もしもし、わたし、おとうさま
俺が立ったまま気絶しそうになっている間にも、メッセージは次々更新されていく。
ぽー♪
『アスルン👼💗👼💕👼💖、ヤマピー、ナウ、玄関に、いるヨ❗❗🌞😁💓早く、会いたいナ❗😘💖』
ぽー♪
『アスルン👼🧡😘、ナウ、廊下だヨ❗❗💗💕』
ぽー♪
『蔵のフロント、到着❗❗💖💕🌞相変わらず、わくわくプレイスだネ😅😅🧡💔ヤマピー、チャイルドハートに、リターンだヨ❗❗❗💖💕🌞😃』
ぽー♪
『安ミン、フォールダウン❗❗❓😱😨🤣🤣ぽーちゃん❗❗❗🕊😂💖🤣😂』
速すぎてツッコむ暇もないが、会長のお父様は着々とこちらに近づいているようだ。
チャイルドハートにリターンて、童心に返るってことかな?平安くんは無事なんだろうか。顔文字大爆笑してるね?
そうこうするうちに近づく靴音と着信音が不気味なハーモニーを奏で始める。
コツコツコツ………。
ぽー♪ぽー♪ぽー♪
『ヤッホー\(^o^)/💗💕💖、わたし、ヤマピー、ナウ、あなたのビハインド❗❗💖💕🌞😃』
「きゃーーーー!!!」
「お父様!」
思わず乙女のような悲鳴を上げてしまった俺とは対照的に、会長は嬉しそうに背後の人物に抱きついた。
「ただいま、アスルン。久しぶりだね。いい子にしてたかい?」
「お父様ったら、大袈裟ね!今朝会ったばかりじゃありませんか」
「アスルンとシーノに会えない時間は100年に等しいよ」
背の高い立派な体格の男性が、ほっそりした会長の体を抱き締めて、頭に頬をぐりぐり押し付けている。
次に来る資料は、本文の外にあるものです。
PR #12319, opened 2020-03-16
feat(icons): add factory for creating svg icons

mnajdova:
This PR introduces `SvgIcon` utility component that can be used for creating SVG icons. The motitivation of this is mostly for reducing the bundle size. Currently all icons that we have (all svgs) are part of the gigantic theme object. With this factory, we are allowing the users to create themable component icons, without including the svgs inside the theme object.

For this to work there are two ways of creating the icons.

1. Using the factory for generating svg icons:

```tsx
const teamsIconClassNames = {
  filled: 'ui-icon__filled',
  outline: 'ui-icon__outline'
};

const callVideoSvg = ({ classes }) => (
  <svg className={classes.svg} viewBox="8 8 16 16" role="presentation" focusable="false">
    <g className={cx(teamsIconClassNames.outline, classes.outlinePart)}>
      <path d="..." />
      <path d="..." />
    </g>
    <g className={cx(teamsIconClassNames.filled, classes.filledPart)}>
      <path d="..." />
      <path d="..." />
    </g>
  </svg>
);

const CallVideoIcon = createSvgIcon({ svg: callVideoSvg, displayName: 'CallVideoIcon'});
```

2. Creating simple component that will use the `SvgIcon` under the hood (this will result with two components inside the React tree)

```tsx
const BookIcon = props => (
  <SvgIcon {...props}>
    {({ classes }) => (
      <svg role="presentation" focusable="false" viewBox="8 8 16 16" className={classes.svg}>
        <path d="..." />
      </svg>
    )}
  </SvgIcon>
);
```


packages/fluentui/react/src/components/Icon/SvgIcon.tsx
```diff
@@ -0,0 +1,146 @@
...
+    }),
+    mapPropsToInlineStyles: () => ({ className, design, styles, variables }),
+    rtl: context.rtl
+  });
+
+  const ElementType = getElementType(props);
+  const unhandledProps = getUnhandledProps(SvgIcon.handledProps, props);
+
+  const element = (
+    <ElementType {...getA11Props('root', { className: classes.root, ...unhandledProps })}>
```
mnajdova: Some icons may have more props, so unhandledProps may spread those on the root :\

packages/fluentui/react/src/themes/teams/components/Icon/svgIconStyles.ts
```diff
@@ -0,0 +1,110 @@
...
+    case 'before':
+      return { marginLeft: horizontalSpace, marginRight: 0 };
+    case 'after':
+      return { marginLeft: 0, marginRight: horizontalSpace };
+    case 'both':
+      return { marginLeft: horizontalSpace, marginRight: horizontalSpace };
+  }
+};
+
+const svgIconStyles: ComponentSlotStylesPrepared<SvgIconStylesProps, IconVariables> = {
```
mnajdova: Simplified iconStyles that do not consider font icons and colors

packages/fluentui/react/src/components/Icon/SvgIcon.tsx
```diff
@@ -0,0 +1,146 @@
...
+  } = props;
+
+  const getA11Props = useAccessibility(accessibility, {
+    debugName: SvgIcon.displayName,
+    mapPropsToBehavior: () => ({
+      alt,
+      'aria-label': ariaLabel
+    }),
+    rtl: context.rtl
+  });
```
layershifter: I don't think that we need to use there `useAccessibility`, instead let's apply just props from that behavior

packages/fluentui/react/src/components/Icon/SvgIcon.tsx
layershifter: Started to think about [@emotion/is-prop-valid](https://www.npmjs.com/package/@emotion/is-prop-valid), however there we can add `handledProps` to the `.create()` factory

packages/fluentui/react/src/components/Icon/SvgIcon.tsx
```diff
@@ -0,0 +1,146 @@
...
+  circular: PropTypes.bool,
+  disabled: PropTypes.bool,
+  outline: PropTypes.bool,
+  rotate: PropTypes.number,
+  size: customPropTypes.size,
+  xSpacing: PropTypes.oneOf(['none', 'before', 'after', 'both'])
+};
+SvgIcon.handledProps = Object.keys(SvgIcon.propTypes) as any;
+
+SvgIcon.create = (svgIcon: SvgIconChildrenFn) => props => <SvgIcon {...props}>{svgIcon}</SvgIcon>;
```
layershifter: We will need something more smart to avoid two items in React's tree

packages/fluentui/docs/src/examples/components/Icon/Types/IconExample.shorthand.tsx
```diff
@@ -1,12 +1,45 @@
...
+      </svg>
+    )}
+  </SvgIcon>
+);
+
+const callVideoSvg = ({ classes }) => (
```
layershifter: Do we really need there classes? 🤔 Can we avoid these via selectors in styles?

```
const styles = {
   root: () => ({
      // styles
      'svg': { /* styles for `svg` /* },
   })
}
```

packages/fluentui/react/src/components/Icon/SvgIcon.tsx
```diff
@@ -0,0 +1,197 @@
...
+  circular: PropTypes.bool,
+  disabled: PropTypes.bool,
+  outline: PropTypes.bool,
+  rotate: PropTypes.number,
+  size: customPropTypes.size,
+  xSpacing: PropTypes.oneOf(['none', 'before', 'after', 'both'])
+};
+SvgIcon.handledProps = Object.keys(SvgIcon.propTypes) as any;
+
+SvgIcon.create = ({ svg, displayName, handledProps }: SvgIconCreateFnParams) => {
```
mnajdova: Lots of duplicates with the component itself, try to reuse some parts

packages/fluentui/react/src/components/Icon/SvgIcon.tsx
```diff
@@ -0,0 +1,197 @@
...
+        xSpacing
+      }),
+      mapPropsToInlineStyles: () => ({ className, design, styles, variables }),
+      rtl: context.rtl
+    });
+
+    const unhandledProps = getUnhandledProps(handledProps, props);
+
+    return (
+      <span
```
layershifter: 👍

packages/fluentui/react/src/components/Icon/SvgIcon.tsx
```diff
@@ -0,0 +1,197 @@
...
+        role="img"
+        aria-hidden={alt || ariaLabel ? undefined : 'true'}
+        aria-label={ariaLabel}
+        className={classes.root}
+        {...unhandledProps}
+      >
+        {callable(svg)({ classes, rtl: context.rtl, props })}
```
layershifter:
```suggestion
        {svg({ classes, rtl: context.rtl, props })}
```

_nit_
I would say that it should be always a function

packages/fluentui/react/src/components/Icon/SvgIcon.tsx
```diff
@@ -0,0 +1,197 @@
...
+      mapPropsToStyles: () => ({
+        bordered,
+        circular,
+        disabled,
+        outline,
+        rotate,
+        size,
+        xSpacing
+      }),
+      mapPropsToInlineStyles: () => ({ className, design, styles, variables }),
```
layershifter:
```suggestion
      mapPropsToInlineStyles: () => ({ className }),
```

For now, let's keep compatibility with other components, but I think that these props (`styles`, `variables`) should be removed

packages/fluentui/react/src/components/Icon/SvgIcon.tsx
```diff
@@ -0,0 +1,197 @@
...
+      design,
+      outline,
+      rotate = 0,
+      size = 'medium',
+      styles,
+      variables,
+      xSpacing
+    } = props;
+
+    const { classes } = useStyles(SvgIcon.displayName, {
```
layershifter: Once we will agree on API I want to check how we can optimize styles to make it faster

packages/fluentui/react/src/components/Icon/SvgIcon.tsx
```diff
@@ -0,0 +1,197 @@
...
+  disabled: PropTypes.bool,
+  outline: PropTypes.bool,
+  rotate: PropTypes.number,
+  size: customPropTypes.size,
+  xSpacing: PropTypes.oneOf(['none', 'before', 'after', 'both'])
+};
+SvgIcon.handledProps = Object.keys(SvgIcon.propTypes) as any;
+
+SvgIcon.create = ({ svg, displayName, handledProps }: SvgIconCreateFnParams) => {
+  // TODO: add props types for the component
```
layershifter: Just noticing, that it should allow to type custom props properly

packages/fluentui/react/src/components/Icon/SvgIcon.tsx
layershifter: `.create()` is a good name for prototype, but I would to even with `createIcon()` function to avoid confusion between factories in other components

packages/fluentui/docs/src/examples/components/Icon/Types/IconExample.shorthand.tsx
layershifter: This also can have a performance impact, BTW

layershifter:
1. Do we have a migration plan? Codemods? [codemod](https://github.com/codemod-js/codemod) or other?
2. Are we going to create a separate package for icons? Will we move factory to `react-bindings`?
3. What our strategy for components? Something like below?

```tsx
<MenuItem icon={{ content: <BookIcon /> }} />
<MenuItem icon={<BookIcon />} />
```

Will `icon` be a `Box` shorthand?

packages/fluentui/react/src/components/Icon/SvgIcon.tsx
mnajdova: Yep, that's why I left the comment. Added.

packages/fluentui/docs/src/examples/components/Icon/Types/IconExample.shorthand.tsx
mnajdova: At this moment we agreed that it's better to keep it as close as possible to the prev implementation, so we can have a smooth migration

packages/fluentui/react/src/themes/teams/components/Icon/svg/icons/error.tsx
```diff
@@ -10,6 +10,7 @@ export default {
       />
     </svg>
   ),
+  // TODO: styles overrides
```
mnajdova: This was never working in the previous implementation :\ It seems like this is the only one used in production, so I believe it is save to move this to the svgIconStyles, and later if necessary we can allow users to define additional styles to their icons.

packages/fluentui/react-bindings/src/icons/createSvgIcon.tsx
```diff
@@ -1,17 +1,40 @@
...
-import { default as SvgIcon, SvgIconProps, SvgIconChildrenFn } from './SvgIcon';
+import { StylesContextValue } from '../styles/types';
+import useStyles from '../hooks/useStyles';
+import getUnhandledProps from '../utils/getUnhandledProps';
+import { SvgIconCreateFnParams, SvgIconProps } from './types';
+
+export const SvgIconClassName = 'ui-icon';
+export const SvgIconDisplayName = 'SvgIcon';
+
+export const SvgIconPropTypes = {
```
layershifter: We are going to remove `propTypes` at all. Should we drop them here?

mnajdova: Make sense..

mnajdova:
@layershifter answers to the questions:

> Do we have a migration plan? Codemods? codemod or other?

For migrating icons definition to components, some script with regexp will be sufficient as the API is almost identical as the prev icons definition

> Are we going to create a separate package for icons? Will we move factory to react-bindings?

Yes, we will have a separate package for the icons. I've moved the factory to react-bindings 👍 

> What our strategy for components? Something like below?
> <MenuItem icon={{ content: <BookIcon /> }} />
> <MenuItem icon={<BookIcon />} />
> Will icon be a Box shorthand?

I see it as a plain JSX element property, I've played with the updates icons as well as third party icons, and I believe this can work, but will create a separate RFC dedicated for that.

packages/fluentui/react-bindings/test/icons/createSvgIcon-test.tsx
```diff
@@ -0,0 +1,54 @@
...
+    const TestIcon = createSvgIcon({ svg: testSvg, displayName: 'TestIcon' });
+    expect(TestIcon.displayName).toEqual('TestIcon');
+  });
+
+  it('spreads unhandled props on the root element', () => {
+    const TestIcon = createSvgIcon<SvgIconProps>({ svg: testSvg, displayName: 'TestIcon' });
+
+    const styles = jest.fn();
+    const wrapper = mount(<TestIcon id="test-id" />, {
+      // @ts-ignore typings are outdated
```
layershifter:
```suggestion
```

We have actual in this repo

packages/fluentui/react-bindings/test/icons/createSvgIcon-test.tsx
```diff
@@ -0,0 +1,54 @@
...
+
+  it('sets displayName to the created Component', () => {
+    const TestIcon = createSvgIcon({ svg: testSvg, displayName: 'TestIcon' });
+    expect(TestIcon.displayName).toEqual('TestIcon');
+  });
+
+  it('spreads unhandled props on the root element', () => {
+    const TestIcon = createSvgIcon<SvgIconProps>({ svg: testSvg, displayName: 'TestIcon' });
+
+    const styles = jest.fn();
```
layershifter: This is never called

packages/fluentui/react-northstar/src/components/Icon/SvgIcon.tsx
```diff
@@ -0,0 +1,90 @@
...
+SvgIcon.defaultProps = {
+  as: 'span',
+  size: 'medium',
+  rotate: 0,
+};
+
+/**
+ * An SvgIcon displays a pictogram with semantic meaning.
+ */
+export default withSafeTypeForAs<typeof SvgIcon, SvgIconProps, 'span'>(SvgIcon);
```
layershifter: Is this cruft?

packages/fluentui/react-bindings/src/icons/createSvgIcon.tsx
```diff
@@ -0,0 +1,91 @@
...
+  'variables',
+  'xSpacing',
+];
+
+const createSvgIcon = <TProps extends SvgIconProps>({
+  svg,
+  displayName,
+  handledProps = SvgIconHandledProps,
+}: SvgIconCreateFnParams) => {
+  const Component: React.FC<TProps> & { handledProps: string[] } = (props: Extendable<SvgIconProps>) => {
```
layershifter: If this will be always `span`:

```suggestion
  const Component: React.FC<React.HTMLAttributes<HTMLSpanElement> & TProps> & { handledProps: string[] } = (props) => {
```

packages/fluentui/react-bindings/README.md
```diff
@@ -221,3 +224,26 @@ const { classes } = useStyles(
...
+const circleSvg = ({ classes }) => (
+  <svg role="presentation" focusable="false" viewBox="8 8 16 16" className={classes.svg}>
+    <g>
+      <path d="M16,8c-4.418,0-8,3.582-8,8s3.582,8,8,8s8-3.582,8-8S20.418,8,16,8z M16,22.85c-3.783,0-6.85-3.067-6.85-6.85S12.217,9.15,16,9.15s6.85,3.067,6.85,6.85S19.783,22.85,16,22.85z" />
+      <circle className={classes.filledPart} cx="16" cy="16" r="8" />
+    </g>
+  </svg>
+);
+
+const CircleIcon = createSvgIcon({ svg: circuleSvg, displayName: 'CirculeIcon' });
```
layershifter:
```suggestion
const CircleIcon = createSvgIcon({ svg: circuleSvg, displayName: 'CircleIcon' });
```

packages/fluentui/react-bindings/src/icons/createSvgIcon.tsx
```diff
@@ -0,0 +1,92 @@
...
+  'rotate',
+  'styles',
+  'variables',
+  'xSpacing',
+];
+
+const createSvgIcon = <TProps extends SvgIconProps>({
+  svg,
+  displayName,
+  handledProps = SvgIconHandledProps,
```
layershifter:
```suggestion
  handledProps = []
```

I suggest this and then:

```
const unhandledProps = getUnhandledProps([ ...SvgIconHandledProps, ...handledProps], props);
```

Because otherwise I will need to merge this in `createSvgIcon` by myself 😭

packages/fluentui/react-bindings/src/icons/createSvgIcon.tsx
```diff
@@ -0,0 +1,92 @@
...
+
+import { StylesContextValue } from '../styles/types';
+import useStyles from '../hooks/useStyles';
+import getUnhandledProps from '../utils/getUnhandledProps';
+import { SvgIconCreateFnParams, SvgIconProps } from './types';
+
+export const SvgIconClassName = 'ui-icon';
+export const SvgIconDisplayName = 'SvgIcon';
+
+export const SvgIconHandledProps: (keyof SvgIconProps)[] = [
```
layershifter:
```suggestion
const svgIconHandledProps: (keyof SvgIconProps)[] = [
```

I don't think that we need to export this

packages/fluentui/react-bindings/src/icons/createSvgIcon.tsx
```diff
@@ -0,0 +1,92 @@
+import * as React from 'react';
+// @ts-ignore
+import { ThemeContext } from 'react-fela';
+
+import { StylesContextValue } from '../styles/types';
+import useStyles from '../hooks/useStyles';
+import getUnhandledProps from '../utils/getUnhandledProps';
+import { SvgIconCreateFnParams, SvgIconProps } from './types';
+
+export const SvgIconClassName = 'ui-icon';
```
layershifter:
```suggestion
export const svgIconClassName = 'ui-icon';
```

packages/fluentui/react-bindings/src/icons/createSvgIcon.tsx
```diff
@@ -0,0 +1,92 @@
...
+export const SvgIconDisplayName = 'SvgIcon';
```
layershifter:
```suggestion
export const svgIconDisplayName = 'SvgIcon';
```

packages/fluentui/react-bindings/src/icons/types.ts
```diff
@@ -0,0 +1,68 @@
...
+  styles?: ComponentSlotStyle;
+
+  /** Override for theme site variables to allow modifications of component styling via themes. */
+  variables?: ComponentVariablesInput;
+
+  /** Adds space to the before, after or on both sides of the icon, or removes the default space around the icon ('none' value) */
+  xSpacing?: SvgIconXSpacing;
+}
+
+export type SvgIconFuncArg = {
```
layershifter: This probably should be generic:

```
type BookProps = { foo: boolean }



const BookIcon = createIcon<BookProps>({
  svg: (classes, rtl, props /* Oops, doesn't include BookProps */ ) => ()
})
```

layershifter: I suggest to improve our UTs to test this case

packages/fluentui/react-bindings/src/icons/createSvgIcon.tsx
mnajdova: The same is used in the `SvgIcon` component, that's why we need to export it

packages/fluentui/react-bindings/test/icons/createSvgIcon-test.tsx
```diff
@@ -41,12 +41,35 @@ describe('createSvgIcon', () => {
...
+    expect(wrapper.find(`.${svgIconClassName}`).props().id).toEqual('test-id');
+  });
+
+  it('provides all props on the svg function', () => {
+    interface BookProps extends SvgIconProps {
+      foo: boolean;
+    }
+    const svg = jest.fn();
+    const BookIcon = createSvgIcon<BookProps>({
+      svg,
```
layershifter:
```suggestion
      svg: (classes, rtl, props) => <svg data-foo={props.foo.toString()} data-outline={props.outline.toString()} />
```

I suggest to test implementation more, this will also ensure type safety

packages/fluentui/react-bindings/test/icons/createSvgIcon-test.tsx
```diff
@@ -41,12 +41,35 @@ describe('createSvgIcon', () => {
...
     const wrapper = mount(<TestIcon id="test-id" />, {
       wrappingComponent: TestProvider,
       wrappingComponentProps: { theme: createTheme() },
     });
-    expect(wrapper.find(`.${SvgIconClassName}`).props().id).toEqual('test-id');
+    expect(wrapper.find(`.${svgIconClassName}`).props().id).toEqual('test-id');
+  });
+
+  it('provides all props on the svg function', () => {
+    interface BookProps extends SvgIconProps {
```
layershifter:
```suggestion
    interface BookProps {
```

_I_ expect that `BookProps` should be enough

packages/fluentui/react-bindings/src/icons/createSvgIcon.tsx
```diff
@@ -26,13 +26,9 @@ export const svgIconHandledProps: (keyof SvgIconProps)[] = [
...
 ];
 
-const createSvgIcon = <TProps extends SvgIconProps>({
-  svg,
-  displayName,
-  handledProps = [],
-}: SvgIconCreateFnParams<TProps>) => {
-  const Component: React.FC<React.HTMLAttributes<HTMLSpanElement> & TProps> & {
-    handledProps: (keyof TProps)[];
+const createSvgIcon = <TProps,>({ svg, displayName, handledProps = [] }: SvgIconCreateFnParams<TProps>) => {
```
layershifter:
```suggestion
const createSvgIcon = <TProps>({ svg, displayName, handledProps = [] }: SvgIconCreateFnParams<TProps>) => {
```

nit

packages/fluentui/react-bindings/test/icons/createSvgIcon-test.tsx
```diff
@@ -51,25 +51,22 @@ describe('createSvgIcon', () => {
...
       wrappingComponentProps: { theme: createTheme() },
     });
 
-    expect(svg).toBeCalledWith(
-      expect.objectContaining({
-        props: { foo: true, outline: true },
-      }),
-    );
+    expect((wrapper.find('svg').props() as any)['data-foo']).toEqual('true');
+    expect((wrapper.find('svg').props() as any)['data-outline']).toEqual('true');
```
layershifter:
```suggestion
    expect(wrapper.find('svg').prop('data-foo').toEqual('true');
    expect(wrapper.find('svg').prop('data-outline').toEqual('true');
```

packages/fluentui/react-bindings/src/icons/createSvgIcon.tsx
mnajdova: Hm , I think it was auto formatted. Thanks!

packages/fluentui/react-bindings/src/icons/createSvgIcon.tsx
mnajdova: Fixed

packages/fluentui/react-bindings/src/icons/createSvgIcon.ts
```diff
@@ -0,0 +1,87 @@
...
+      rtl: context.rtl,
+    });
+
+    const unhandledProps = getUnhandledProps([...svgIconHandledProps, ...handledProps], props);
+
+    return React.createElement(
+      'span',
+      {
+        role: 'img',
+        'aria-hidden': alt || ariaLabel ? undefined : 'true',
```
mnajdova: @kolaps33 @jurokapsiar I copied these props from the iconBehavior, but as @silviuavram pointed out alt is not a valid span element and even more we are not applying it anywhere. Should we remove it?

silviuavram: I brought it up after going through https://css-tricks.com/accessible-svgs/ .

There it says that in order to have `alt` like description in `<svg>` then the svg should have a child `<title>` with that text.
Also I see that they suggest adding `role="img"` on the `<svg>` element.

Everything is explained in the `2. Inline SVG` section. Let me know your thoughts.

mnajdova: But as it worked before, we have the role="img" on the span element (based on the iconBeavior not the svg). If the role="img" should be on the svg, than I guess I should remove all attributes from here, and we can just add comments of best practices.

mnajdova: BTW this means that the iconBehavior should probably be changed too.

packages/fluentui/react-bindings/test/icons/createSvgIcon-test.tsx
```diff
@@ -0,0 +1,72 @@
...
+    expect(wrapper.find(`.${svgIconClassName}`).props().id).toEqual('test-id');
+  });
+
+  it('provides all props on the svg function', () => {
+    interface BookProps {
+      foo: boolean;
+    }
+
+    const BookIcon = createSvgIcon<BookProps>({
+      svg: ({ props }) => <svg data-foo={props.foo?.toString()} data-outline={props.outline?.toString()} />,
```
layershifter:
```suggestion
      svg: ({ props }) => <svg data-foo={props.foo.toString()} data-outline={props.outline?.toString()} />,
```

`foo` is not optional in `interface`, this should work

packages/fluentui/react-bindings/src/icons/createSvgIcon.ts
mnajdova: Resolved after offline discussion. We won't do any changes, as this is a working solution. If we decide to change the behavior in the future, we will update the factory too.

アスルンは分かるけどシーノって誰だろう。お母様かな?
お洒落な口髭を生やした「ザ・紳士」としか言いようのない身なりのいい中年男性が女子高生を抱き締めている様子は、なんだか背徳感があって、見てはいけないものを見てしまったような気分になる。
「もう、お父様!お髭がチクチクする!いい加減離してくださる?お友達を紹介するわ」
「すまないね、嬉しくてつい」
「お父様、こちらがいつも話してる縄文時智司くん。縄文時くん、私の父の斑鳩大和です」
会長は乱れた黒髪を直しながら俺の方に向き直った。その後ろには仕立ての良いチャコールグレーのスーツを着こなした斑鳩氏。イケオジだけど、会長にはあまり似てないみたいだ。
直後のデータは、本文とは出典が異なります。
PR #12286, opened 2020-03-12
Fabric fluent 1

micahgodbolt:
This is stage 1 of the Fabric to Fluent website rename being merged into `website-update` branch. THIS IS A SUBSET, NOT EVERY INSTANCE OF "FABRIC"

In this PR I focused on the following:

1. change `OfficeDev/office-ui-fabric-react` to `microsoft/fluentui` in website md files
2. change `office-ui-fabric-react` to `@uifabric/react`
3. change `Office UI Fabric React`, `Office UI Fabric`, and `UI Fabric` to `Fluent UI`

Changes to the string "Fabric " (Title case with space after) will be in subsequent PR
Followed by finding all of the remaining 'fabric' matches.

###### Microsoft Reviewers: [Open in CodeFlow](http://wpcp.azurewebsites.net/CodeFlowProtocolProxy2.php?pullrequest=https://github.com/OfficeDev/office-ui-fabric-react/pull/12286)

PR #12321, opened 2020-03-16
Fabric to Fluent PR #2

micahgodbolt:
This is built off of #12286, so don't merge (or review) this until the first is done and merged in.

This PR is focused on replaced Fabric with Fluent UI in text. 

###### Microsoft Reviewers: [Open in CodeFlow](http://wpcp.azurewebsites.net/CodeFlowProtocolProxy2.php?pullrequest=https://github.com/OfficeDev/office-ui-fabric-react/pull/12321)


ecraig12345:
I'm not clear on the reasoning for splitting this out?

micahgodbolt:
I wanted to make each PR a bit easier to parse. focus on a set of changes.

I can glob everything into one monster huge PR is that's prefered.

ecraig12345:
I see the point in general, but it's really hard to tell right now what this PR actually does since it also includes everything from the other one. And it makes the other one a little harder to review (at least as the descriptions are right now) since I'm not clear on what you plan to address later.

micahgodbolt:
Yeah, when I created the PR is forgot that the diff would include both steps. I'll close this one down until the first is finished, as I don't need eyes on this one yet.

ecraig12345:
Sounds good. Maybe also update the other one with a list of things that it's intentionally NOT doing. :)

ん?その後ろにも白くぼんやりした影が見える。あれは……ぽーちゃん。
巨大な白鳩を背負った斑鳩氏は、口髭を整えながら俺をじっと見つめる。
うう、緊張する。見た目はほんとにイケオジ紳士なんだけどな。あの構文書いた人とは思えない。
その前に後ろの神獣?ぽーちゃんが気になりすぎる。ス〇ンド?斑鳩氏、ス〇ンド使い?
何て言われるんだろう。大事な一人娘に近づく害虫、二度とこの家の敷居はまたがせない、手切れ金をくれてやるからさっさと消えろ貧乏人め。
昼メロじみた罵倒、もしくは「無◯無◯無◯無◯」「◯ラ◯ラ◯ラ◯ラ」とボコボコにされるんだろうか。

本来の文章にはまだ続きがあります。